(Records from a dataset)
[Start of section]

PR #10059, opened 2024-03-05
Desktop: Configure tinymce to handle the first table row as header

marph91:
This was once implemented in #8163, but got accidentally reverted in #8393. Related forum discussion: https://discourse.joplinapp.org/t/how-do-i-create-tables-with-headers-in-rich-editor/35610

This PR doesn't change anything on the UI. Only the tables are inserted with header row by default.

### DIFF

[End of section]

Description of the task | All of the data above is to be given again, word for word.

Solution to this problem |
PR #10059, opened 2024-03-05
Desktop: Configure tinymce to handle the first table row as header

marph91:
This was once implemented in #8163, but got accidentally reverted in #8393. Related forum discussion: https://discourse.joplinapp.org/t/how-do-i-create-tables-with-headers-in-rich-editor/35610

This PR doesn't change anything on the UI. Only the tables are inserted with header row by default.

### DIFF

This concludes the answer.